# Suche Schreibtischunterlage



## Simaticfuzzy (4 Januar 2009)

Hallo, vielleicht hat ja noch jemand eine Schreibtischunterlage mit Kalender (60x40cm) für mich übrig. Wäre sehr dankbar dafür.
Allen im Forum einen guten Start ins neue Jahr.
Gruß
Peter


----------



## seeba (5 Januar 2009)

Keine Abbekommen in der Flut der Weihnachtsgeschenke?


----------



## eYe (5 Januar 2009)

Ab 4 Euro kannste sowas im Notfall auch käuflich erwerben...

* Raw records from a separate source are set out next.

PR #1415, opened 2024-07-23
Copy FigmaColor to dc_bundle as FloatColor

yiqunw700:


crates/figma_import/src/reflection.rs
```diff
@@ -177,6 +177,9 @@ pub fn registry() -> serde_reflection::Result<serde_reflection::Registry> {
     tracer
```
yiqunw700, line 177: Let me know if I should remove it or keep it..
For the figma_schema::FigmaColor. I am not quite sure why some need in reflection and some not.

timothyfroehlich: Yes, remove the FigmaColor one. Reflection basically defines the types that the serde code generates Java code for. Primarily that is the types used in DesignDefinition. The goal is to keep FigmaColor out of DesignDefinition so it should be removed from reflection.rs.

timothyfroehlich (changes requested):

crates/figma_import/src/reflection.rs
yiqunw700: Done.

crates/figma_import/src/variable_utils.rs
```diff
@@ -70,7 +71,9 @@ fn create_variable_value(v: &figma_schema::VariableValue) -> VariableValue {
         figma_schema::VariableValue::Boolean(b) => VariableValue::Bool(b.clone()),
         figma_schema::VariableValue::Float(f) => VariableValue::Number(f.clone()),
         figma_schema::VariableValue::String(s) => VariableValue::Text(s.clone()),
-        figma_schema::VariableValue::Color(c) => VariableValue::Color(c.into()),
+        figma_schema::VariableValue::Color(c) => VariableValue::Color(
+            (&(<&figma_schema::FigmaColor as Into<FloatColor>>::into(c))).into(),
+        ),
```
rylin8, line 76: This goes FigmaColor -> FloatColor -> Color ? Can we just keep the implementation of Into<Color> for &FigmaColor ?

yiqunw700: Done.

timothyfroehlich (approved):

rylin8 (approved):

http://www.bueromarkt-ag.de/index.php?Seitenverweis=/mainindex.php/aName/schreibunterlagen


----------



## Simaticfuzzy (5 Januar 2009)

seeba schrieb:


> Keine Abbekommen in der Flut der Weihnachtsgeschenke?


Bis jetzt leider nicht, sonst hätte ich nicht gepostet.


----------



## Insane (7 Januar 2009)

Ja is immer sone sache mit den werbegeschenken


----------



## Simaticfuzzy (7 Januar 2009)

Hat sich schon erledigt.
MfG
PB


----------